# Sushi rice for risotto?



## rocio (Feb 8, 2005)

Hello! I saw a cooking show on TV yesterday where they used sushi rice instead of Arborio rice for risotto. Has anybody tried this? Could this be possible? I´m curious about this, but I´m not sure I want to risk it without knowing somebody else´s experience.
Thanks!
Rocio:chef:


----------



## kuan (Jun 11, 2001)

Done it before. No great dissapointment.


----------



## markv (May 16, 2003)

"Sushi" rice and arbrorio rice have one vital element in common: 

they are both short grain rices that contain higher amounts of certain carbohydrates. These starches cause the stickiness in "sushi" rice and the creaminess in a risottto, (when it is adequately stirrred with liquid for the necessary amount of time).

Don't think in terms of the final dish such as "sushi" rice or "risotto" rice.
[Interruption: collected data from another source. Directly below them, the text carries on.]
PR #1824, opened 2023-11-01
Update sidecar timeout values

### LINKED ISSUE #1671: CSI RPC call timeouts are non-optimal
Currently we are using default timeout for most operations in helm charts and I do not think they are optimal. For example, default provisioner timeout is 10s and default attacher timeout is 15s. When last we measured these numbers, we found them to be too low for EBS driver.

torredil:
- This PR changes the default timeout value (15s) for the attacher sidecar, responsible for exercising `ControllerPublishVolume` / `ControllerUnpublishVolume`. The default value of 15s used today is not a sensible default, as a result the following error is observed frequently:

```
E1101 14:21:54.345145       1 driver.go:124] "GRPC error" err="rpc error: code = Internal desc = Could not detach volume \"vol-07ec886465a316b9b\" from node \"i-0e137107f5012fb1f\": context deadline exceeded"
```

In the vast majority of cases the volume is successfully detached just mere seconds after the attacher times out.

closes #1671

For context:
```
--timeout <duration>: Timeout of all calls to CSI driver. It should be set to value that accommodates majority of ControllerPublish and ControllerUnpublish calls. See [CSI error and timeout handling](https://github.com/kubernetes-csi/external-attacher#csi-error-and-timeout-handling) for details. 15 seconds is used by default.
```

**What testing is done?** 
- Manual testing
- CI

### DIFF
--- a/charts/aws-ebs-csi-driver/templates/controller.yaml
+++ b/charts/aws-ebs-csi-driver/templates/controller.yaml
@@ -190,6 +190,9 @@ spec:
           image: {{ printf "%s%s:%s" (default "" .Values.image.containerRegistry) .Values.sidecars.provisioner.image.repository .Values.sidecars.provisioner.image.tag }}
           imagePullPolicy: {{ default .Values.image.pullPolicy .Values.sidecars.provisioner.image.pullPolicy }}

Think in terms of short, medium, and long grain rice, which differ in the amount of and types of carbohydrates, with subsequent variations in the texture/consistency of the final product.

Mark


----------



## jock (Dec 4, 2001)

Picking others' brains is definately one way to gather information but I also think that making one's own mistakes and learning from them can be a valuable learning experience. 

Will it work? Won't it? Try it and see for yourself. If you are looking at a $100 prime rib roast, you might want to get some serious advice. But for a handful of rice and a half hour of your time the experiment is well worth it for the first hand experience you will gain. Then you will be in a position (like Kuan and Mark) to offer good advice to others based on your own experience.

Jock


----------



## rocio (Feb 8, 2005)

Thank you everyone for your comments. I agree with Jock about trying things myself, but since I´ve never made risotto, I wouldn´t like to try it first with another kind of rice....It was just curiosity, because whenever I gather some time to dedicate it once again to the kitchen, my first try will be at risotto.
THANKS!!!
Rocio:chef:


----------



## phatch (Mar 29, 2002)

Cheese and rice work well whether in risotto or not. Jeff Smith attributes a cheesy rice dish to Jefferson who stole rice from Italy during his travels. It's essentially a risotto with a long grain rice. Texture is different but it's not bad in its own right. 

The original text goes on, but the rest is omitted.